Transcribe the entries below without alteration.

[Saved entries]
######
PR #304, opened 2022-04-24
Chao/fix partuuid

AsuraZeng:


jan-kiszka:
Sorry, the commit message for patch 2 does not parse for me yet. The purpose of regen-uuid is that the eMMC will get its own, unique UUID that is _different_ from the one of the SD-card. Otherwise, we risk to mount the SD-card on eMMC boot with the card is still plugged.

And patch 1 lacks a reason in its commit message. Every patch must carry a reason for its chance, not a description of it. The latter may only come _on top_ if the code is not obvious.

AsuraZeng:
the bug is that when we flash to emmc, the partuuid of emmc and sd should be the same at first.then we get a chance to replace the `NEW_UUID` using `sed -i 's/'${OLD_UUID}'/'${NEW_UUID}'/i' /etc/default/u-boot-script` in the script
regen-rootfs-uuid.sh

but actually, the uuid of the emmc  and  is not the same sd when dd sd to emmc sometimes.
Could not find the `OLD_UUID` , it would not replace the`OLD_UUID` use  `NEW_UUID` in the boot.scr.

so we pass the boot dev uuid as the original emmc uuid, make the replace work.

jan-kiszka:
OK, interesting finding. But the solution is not yet optimal. Does this already help?
```
diff --git a/recipes-core/install-on-emmc/files/install-on-emmc.sh b/recipes-core/install-on-emmc/files/install-on-emmc.sh
index e73f1978..a598c49d 100755
--- a/recipes-core/install-on-emmc/files/install-on-emmc.sh
+++ b/recipes-core/install-on-emmc/files/install-on-emmc.sh
@@ -124,8 +124,8 @@ blink ${LED_GREEN} 0.25
 SECTORS="$(($(sfdisk -d ${BOOT_DEV} 2>/dev/null | tail -1 | sed 's/.*start=[[:space:]]*\([^,]*\), size=[[:space:]]*\([^,]*\).*/\1+\2/')))"
 
 echo "Writing ${SECTORS} sectors to eMMC ${EMMC_DEV}..."
-dd if=${BOOT_DEV} of=${EMMC_DEV} count=${SECTORS}
-sync
+dd if=${BOOT_DEV} of=${EMMC_DEV} count=${SECTORS} conv=fsync
+partprobe ${EMMC_DEV}
 
 echo "Updating partition UUID of eMMC rootfs"
 partx -a ${EMMC_DEV}
```

AsuraZeng:
I would try to verify the solution.

AsuraZeng:
I have verified this. it works. I would creat a new PR.
then further verification would handle over to our system tester.

jan-kiszka:
Cool, great!

PR #305, opened 2022-04-26
customizations-base: Do not package /etc/hosts, modify it

AsuraZeng:
This avoids conflicts with other packages that want to adjust this file,
e.g. docker.io. And it's simpler because we can now let netbase deliver
the foundation.


jan-kiszka (approved):
Thanks for taking care!

PR #306, opened 2022-04-27
Update README.md

lyxsiemens:
Increase the command to match the size of uboot file and flash chip

### DIFF
--- a/recipes-bsp/u-boot/README.md
+++ b/recipes-bsp/u-boot/README.md
@@ -59,6 +59,14 @@ apt-get install flashrom
 
 Attach the grabber to the flash chip, then run the following on the host machine:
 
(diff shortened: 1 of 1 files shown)


AsuraZeng:
should meet DCO
you should use `git commit -s`

jan-kiszka:
Thanks for your contribution. Besides the formal DCO thing: Can you explain also why this is needed? I'm flashing 8M images for ages. And if it was needed, it should be addressed in U-Boot directly, in the flash layout description.

jan-kiszka:
OK, now I see the context (that not-so-much recommendable ch341a flasher). Please fold both commits into one (`git rebase -i ...`) and mention that context in the commit message.

PR #3304, opened 2023-01-13
Disable mdx parsing in turbotrace

Brooooooklyn:
It's not necessary to enable `MDX` parsing in turbotrace, and there was a parsing error that caused the build to fail when I was trying to enable turbotrace in `verce/site`: https://vercel.com/vercel/vercel-site/7pFWUVMWVAv3jC44WD2nBnwrbJpM


crates/node-file-trace/src/lib.rs
```diff
@@ -259,6 +259,7 @@ async fn input_to_modules<'a>(
         env,
         ModuleOptionsContext {
             enable_types: true,
+            enable_mdx: false,
```
sokra, line 262: false is the default, so this is not really needed. But you need to set it to `true` for next-dev ModuleOptionContextes

crates/turbopack/tests/node-file-trace/integration/mdx/index.js
```diff
@@ -0,0 +1 @@
+import Example from "./example.mdx";
```
sokra, line 1: Doesn't this break in node.js?

Also this test case is not listed in the `node-file-trace.rs` test file which calls all test cases.

sokra (changes requested):

crates/turbopack/tests/node-file-trace/integration/mdx/index.js
Brooooooklyn: It's existed for testing directly via `cargo run --bin node-file-trace`. I didn't have any idea how to test it with node-file-trace. Do you have any suggestions? Should I remove these files?

ForsakenHarmony: It should be added here
https://github.com/vercel/turbo/blob/7baa4d41f3efb5eb13ed48eec2ea8911e0759ab2/crates/turbopack/tests/node-file-trace.rs#L46-L240

ForsakenHarmony:
Why do we not want to parse in turbotrace? Don't we still want to resolve the imports of the mdx files?

crates/turbopack/tests/node-file-trace/integration/mdx/index.js
Brooooooklyn: @ForsakenHarmony I know it could be added here, but it could not be executed by Node.js directly, so the test case would always fail

ForsakenHarmony: That's not a good idea imo, maybe we should have snapshot tests for mdx

Brooooooklyn:
> Why do we not want to parse in turbotrace? Don't we still want to resolve the imports of the mdx files?

Align the behavior with https://github.com/vercel/nft. 

Turbotrace will run two phases in next.js projects:

1. tracing webpack entries
2. tracing webpack output

tracing the webpack entries is because we need to trace static assets like CSS/images that could not be traced in output. So, ignoring MDX is totally safe in this step.

@ForsakenHarmony

ForsakenHarmony:
@Brooooooklyn what happens when you import css from mdx?

sokra:
You could use https://mdxjs.com/packages/node-loader/ from node to import mdx. In which case we also need to trace dependencies in mdx, so mdx need to be parsed.

Brooooooklyn:
> what happens when you import css or an image from mdx?

In this case, they can use `unstable_includeFiles` to include it: https://nextjs.org/docs/advanced-features/output-file-tracing#caveats

Brooooooklyn:
@sokra added the `enable_mdx` option to node-file-trace, I will disable it in `vercel-site` for now because of the `mdx-rs` bug, and enable it again when `mdx-rs` fix it.

sokra (approved):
######
* _Answer box_
PR #304, opened 2022-04-24
Chao/fix partuuid

AsuraZeng:


jan-kiszka:
Sorry, the commit message for patch 2 does not parse for me yet. The purpose of regen-uuid is that the eMMC will get its own, unique UUID that is _different_ from the one of the SD-card. Otherwise, we risk to mount the SD-card on eMMC boot with the card is still plugged.

And patch 1 lacks a reason in its commit message. Every patch must carry a reason for its chance, not a description of it. The latter may only come _on top_ if the code is not obvious.

AsuraZeng:
the bug is that when we flash to emmc, the partuuid of emmc and sd should be the same at first.then we get a chance to replace the `NEW_UUID` using `sed -i 's/'${OLD_UUID}'/'${NEW_UUID}'/i' /etc/default/u-boot-script` in the script
regen-rootfs-uuid.sh

but actually, the uuid of the emmc  and  is not the same sd when dd sd to emmc sometimes.
Could not find the `OLD_UUID` , it would not replace the`OLD_UUID` use  `NEW_UUID` in the boot.scr.

so we pass the boot dev uuid as the original emmc uuid, make the replace work.

jan-kiszka:
OK, interesting finding. But the solution is not yet optimal. Does this already help?
```
diff --git a/recipes-core/install-on-emmc/files/install-on-emmc.sh b/recipes-core/install-on-emmc/files/install-on-emmc.sh
index e73f1978..a598c49d 100755
--- a/recipes-core/install-on-emmc/files/install-on-emmc.sh
+++ b/recipes-core/install-on-emmc/files/install-on-emmc.sh
@@ -124,8 +124,8 @@ blink ${LED_GREEN} 0.25
 SECTORS="$(($(sfdisk -d ${BOOT_DEV} 2>/dev/null | tail -1 | sed 's/.*start=[[:space:]]*\([^,]*\), size=[[:space:]]*\([^,]*\).*/\1+\2/')))"
 
 echo "Writing ${SECTORS} sectors to eMMC ${EMMC_DEV}..."
-dd if=${BOOT_DEV} of=${EMMC_DEV} count=${SECTORS}
-sync
+dd if=${BOOT_DEV} of=${EMMC_DEV} count=${SECTORS} conv=fsync
+partprobe ${EMMC_DEV}
 
 echo "Updating partition UUID of eMMC rootfs"
 partx -a ${EMMC_DEV}
```

AsuraZeng:
I would try to verify the solution.

AsuraZeng:
I have verified this. it works. I would creat a new PR.
then further verification would handle over to our system tester.

jan-kiszka:
Cool, great!

PR #305, opened 2022-04-26
customizations-base: Do not package /etc/hosts, modify it

AsuraZeng:
This avoids conflicts with other packages that want to adjust this file,
e.g. docker.io. And it's simpler because we can now let netbase deliver
the foundation.


jan-kiszka (approved):
Thanks for taking care!

PR #306, opened 2022-04-27
Update README.md

lyxsiemens:
Increase the command to match the size of uboot file and flash chip

### DIFF
--- a/recipes-bsp/u-boot/README.md
+++ b/recipes-bsp/u-boot/README.md
@@ -59,6 +59,14 @@ apt-get install flashrom
 
 Attach the grabber to the flash chip, then run the following on the host machine:
 
(diff shortened: 1 of 1 files shown)


AsuraZeng:
should meet DCO
you should use `git commit -s`

jan-kiszka:
Thanks for your contribution. Besides the formal DCO thing: Can you explain also why this is needed? I'm flashing 8M images for ages. And if it was needed, it should be addressed in U-Boot directly, in the flash layout description.

jan-kiszka:
OK, now I see the context (that not-so-much recommendable ch341a flasher). Please fold both commits into one (`git rebase -i ...`) and mention that context in the commit message.

PR #3304, opened 2023-01-13
Disable mdx parsing in turbotrace

Brooooooklyn:
It's not necessary to enable `MDX` parsing in turbotrace, and there was a parsing error that caused the build to fail when I was trying to enable turbotrace in `verce/site`: https://vercel.com/vercel/vercel-site/7pFWUVMWVAv3jC44WD2nBnwrbJpM


crates/node-file-trace/src/lib.rs
```diff
@@ -259,6 +259,7 @@ async fn input_to_modules<'a>(
         env,
         ModuleOptionsContext {
             enable_types: true,
+            enable_mdx: false,
```
sokra, line 262: false is the default, so this is not really needed. But you need to set it to `true` for next-dev ModuleOptionContextes

crates/turbopack/tests/node-file-trace/integration/mdx/index.js
```diff
@@ -0,0 +1 @@
+import Example from "./example.mdx";
```
sokra, line 1: Doesn't this break in node.js?

Also this test case is not listed in the `node-file-trace.rs` test file which calls all test cases.

sokra (changes requested):

crates/turbopack/tests/node-file-trace/integration/mdx/index.js
Brooooooklyn: It's existed for testing directly via `cargo run --bin node-file-trace`. I didn't have any idea how to test it with node-file-trace. Do you have any suggestions? Should I remove these files?

ForsakenHarmony: It should be added here
https://github.com/vercel/turbo/blob/7baa4d41f3efb5eb13ed48eec2ea8911e0759ab2/crates/turbopack/tests/node-file-trace.rs#L46-L240

ForsakenHarmony:
Why do we not want to parse in turbotrace? Don't we still want to resolve the imports of the mdx files?

crates/turbopack/tests/node-file-trace/integration/mdx/index.js
Brooooooklyn: @ForsakenHarmony I know it could be added here, but it could not be executed by Node.js directly, so the test case would always fail

ForsakenHarmony: That's not a good idea imo, maybe we should have snapshot tests for mdx

Brooooooklyn:
> Why do we not want to parse in turbotrace? Don't we still want to resolve the imports of the mdx files?

Align the behavior with https://github.com/vercel/nft. 

Turbotrace will run two phases in next.js projects:

1. tracing webpack entries
2. tracing webpack output

tracing the webpack entries is because we need to trace static assets like CSS/images that could not be traced in output. So, ignoring MDX is totally safe in this step.

@ForsakenHarmony

ForsakenHarmony:
@Brooooooklyn what happens when you import css from mdx?

sokra:
You could use https://mdxjs.com/packages/node-loader/ from node to import mdx. In which case we also need to trace dependencies in mdx, so mdx need to be parsed.

Brooooooklyn:
> what happens when you import css or an image from mdx?

In this case, they can use `unstable_includeFiles` to include it: https://nextjs.org/docs/advanced-features/output-file-tracing#caveats

Brooooooklyn:
@sokra added the `enable_mdx` option to node-file-trace, I will disable it in `vercel-site` for now because of the `mdx-rs` bug, and enable it again when `mdx-rs` fix it.

sokra (approved):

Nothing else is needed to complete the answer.